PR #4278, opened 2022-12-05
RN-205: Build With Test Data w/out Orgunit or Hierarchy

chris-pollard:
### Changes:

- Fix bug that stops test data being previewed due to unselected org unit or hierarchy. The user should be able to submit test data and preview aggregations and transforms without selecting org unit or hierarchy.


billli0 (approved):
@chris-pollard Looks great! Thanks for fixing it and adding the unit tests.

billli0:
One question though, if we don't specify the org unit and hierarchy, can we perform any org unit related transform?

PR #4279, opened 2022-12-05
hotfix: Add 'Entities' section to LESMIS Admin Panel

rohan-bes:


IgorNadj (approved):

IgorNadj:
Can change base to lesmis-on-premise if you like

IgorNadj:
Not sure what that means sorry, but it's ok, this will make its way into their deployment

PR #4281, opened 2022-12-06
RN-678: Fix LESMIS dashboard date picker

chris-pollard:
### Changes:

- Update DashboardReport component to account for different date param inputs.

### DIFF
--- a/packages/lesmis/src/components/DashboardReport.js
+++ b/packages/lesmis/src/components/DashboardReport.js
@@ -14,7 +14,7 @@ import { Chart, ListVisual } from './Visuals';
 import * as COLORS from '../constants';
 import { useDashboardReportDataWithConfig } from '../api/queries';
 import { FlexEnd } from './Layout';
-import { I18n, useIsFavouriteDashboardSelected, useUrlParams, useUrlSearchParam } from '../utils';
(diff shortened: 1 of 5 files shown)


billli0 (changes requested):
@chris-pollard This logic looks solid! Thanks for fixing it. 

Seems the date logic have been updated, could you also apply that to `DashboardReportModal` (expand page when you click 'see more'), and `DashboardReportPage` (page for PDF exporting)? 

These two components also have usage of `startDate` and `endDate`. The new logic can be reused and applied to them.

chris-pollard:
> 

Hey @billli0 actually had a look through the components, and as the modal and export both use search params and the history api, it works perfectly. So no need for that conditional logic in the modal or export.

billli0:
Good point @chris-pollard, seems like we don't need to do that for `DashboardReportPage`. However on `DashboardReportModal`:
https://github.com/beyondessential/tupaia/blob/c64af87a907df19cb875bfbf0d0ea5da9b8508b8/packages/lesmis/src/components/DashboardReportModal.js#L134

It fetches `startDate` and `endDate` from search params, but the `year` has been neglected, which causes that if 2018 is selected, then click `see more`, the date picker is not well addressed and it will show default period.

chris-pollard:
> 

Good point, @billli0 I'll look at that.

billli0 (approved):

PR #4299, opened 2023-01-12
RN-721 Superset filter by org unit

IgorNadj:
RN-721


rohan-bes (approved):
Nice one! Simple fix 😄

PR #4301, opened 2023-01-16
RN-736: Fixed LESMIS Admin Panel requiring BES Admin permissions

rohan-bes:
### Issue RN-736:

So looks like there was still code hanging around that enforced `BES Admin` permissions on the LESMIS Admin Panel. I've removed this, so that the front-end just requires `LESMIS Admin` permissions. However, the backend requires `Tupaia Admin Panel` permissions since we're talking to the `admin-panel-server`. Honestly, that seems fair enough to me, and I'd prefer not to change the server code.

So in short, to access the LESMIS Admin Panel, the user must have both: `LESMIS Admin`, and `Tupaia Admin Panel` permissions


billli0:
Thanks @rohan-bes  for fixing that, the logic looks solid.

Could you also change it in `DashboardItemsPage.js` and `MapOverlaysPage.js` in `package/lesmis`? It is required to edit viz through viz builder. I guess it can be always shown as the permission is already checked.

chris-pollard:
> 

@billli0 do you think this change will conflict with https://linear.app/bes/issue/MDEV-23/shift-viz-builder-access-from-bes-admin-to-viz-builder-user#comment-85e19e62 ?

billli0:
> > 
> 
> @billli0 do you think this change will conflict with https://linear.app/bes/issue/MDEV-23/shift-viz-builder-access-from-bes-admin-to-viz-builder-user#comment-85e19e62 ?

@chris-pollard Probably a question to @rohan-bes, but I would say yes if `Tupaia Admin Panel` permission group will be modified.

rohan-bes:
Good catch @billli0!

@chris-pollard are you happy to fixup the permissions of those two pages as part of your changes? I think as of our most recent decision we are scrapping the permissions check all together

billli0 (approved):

■ Exercise details: Copy all the records above exactly, missing none.

■ Solution for this exercise:
PR #4278, opened 2022-12-05
RN-205: Build With Test Data w/out Orgunit or Hierarchy

chris-pollard:
### Changes:

- Fix bug that stops test data being previewed due to unselected org unit or hierarchy. The user should be able to submit test data and preview aggregations and transforms without selecting org unit or hierarchy.


billli0 (approved):
@chris-pollard Looks great! Thanks for fixing it and adding the unit tests.

billli0:
One question though, if we don't specify the org unit and hierarchy, can we perform any org unit related transform?

PR #4279, opened 2022-12-05
hotfix: Add 'Entities' section to LESMIS Admin Panel

rohan-bes:


IgorNadj (approved):

IgorNadj:
Can change base to lesmis-on-premise if you like

IgorNadj:
Not sure what that means sorry, but it's ok, this will make its way into their deployment

PR #4281, opened 2022-12-06
RN-678: Fix LESMIS dashboard date picker

chris-pollard:
### Changes:

- Update DashboardReport component to account for different date param inputs.

### DIFF
--- a/packages/lesmis/src/components/DashboardReport.js
+++ b/packages/lesmis/src/components/DashboardReport.js
@@ -14,7 +14,7 @@ import { Chart, ListVisual } from './Visuals';
 import * as COLORS from '../constants';
 import { useDashboardReportDataWithConfig } from '../api/queries';
 import { FlexEnd } from './Layout';
-import { I18n, useIsFavouriteDashboardSelected, useUrlParams, useUrlSearchParam } from '../utils';
(diff shortened: 1 of 5 files shown)


billli0 (changes requested):
@chris-pollard This logic looks solid! Thanks for fixing it. 

Seems the date logic have been updated, could you also apply that to `DashboardReportModal` (expand page when you click 'see more'), and `DashboardReportPage` (page for PDF exporting)? 

These two components also have usage of `startDate` and `endDate`. The new logic can be reused and applied to them.

chris-pollard:
> 

Hey @billli0 actually had a look through the components, and as the modal and export both use search params and the history api, it works perfectly. So no need for that conditional logic in the modal or export.

billli0:
Good point @chris-pollard, seems like we don't need to do that for `DashboardReportPage`. However on `DashboardReportModal`:
https://github.com/beyondessential/tupaia/blob/c64af87a907df19cb875bfbf0d0ea5da9b8508b8/packages/lesmis/src/components/DashboardReportModal.js#L134

It fetches `startDate` and `endDate` from search params, but the `year` has been neglected, which causes that if 2018 is selected, then click `see more`, the date picker is not well addressed and it will show default period.

chris-pollard:
> 

Good point, @billli0 I'll look at that.

billli0 (approved):

PR #4299, opened 2023-01-12
RN-721 Superset filter by org unit

IgorNadj:
RN-721


rohan-bes (approved):
Nice one! Simple fix 😄

PR #4301, opened 2023-01-16
RN-736: Fixed LESMIS Admin Panel requiring BES Admin permissions

rohan-bes:
### Issue RN-736:

So looks like there was still code hanging around that enforced `BES Admin` permissions on the LESMIS Admin Panel. I've removed this, so that the front-end just requires `LESMIS Admin` permissions. However, the backend requires `Tupaia Admin Panel` permissions since we're talking to the `admin-panel-server`. Honestly, that seems fair enough to me, and I'd prefer not to change the server code.

So in short, to access the LESMIS Admin Panel, the user must have both: `LESMIS Admin`, and `Tupaia Admin Panel` permissions


billli0:
Thanks @rohan-bes  for fixing that, the logic looks solid.

Could you also change it in `DashboardItemsPage.js` and `MapOverlaysPage.js` in `package/lesmis`? It is required to edit viz through viz builder. I guess it can be always shown as the permission is already checked.

chris-pollard:
> 

@billli0 do you think this change will conflict with https://linear.app/bes/issue/MDEV-23/shift-viz-builder-access-from-bes-admin-to-viz-builder-user#comment-85e19e62 ?

billli0:
> > 
> 
> @billli0 do you think this change will conflict with https://linear.app/bes/issue/MDEV-23/shift-viz-builder-access-from-bes-admin-to-viz-builder-user#comment-85e19e62 ?

@chris-pollard Probably a question to @rohan-bes, but I would say yes if `Tupaia Admin Panel` permission group will be modified.

rohan-bes:
Good catch @billli0!

@chris-pollard are you happy to fixup the permissions of those two pages as part of your changes? I think as of our most recent decision we are scrapping the permissions check all together

billli0 (approved):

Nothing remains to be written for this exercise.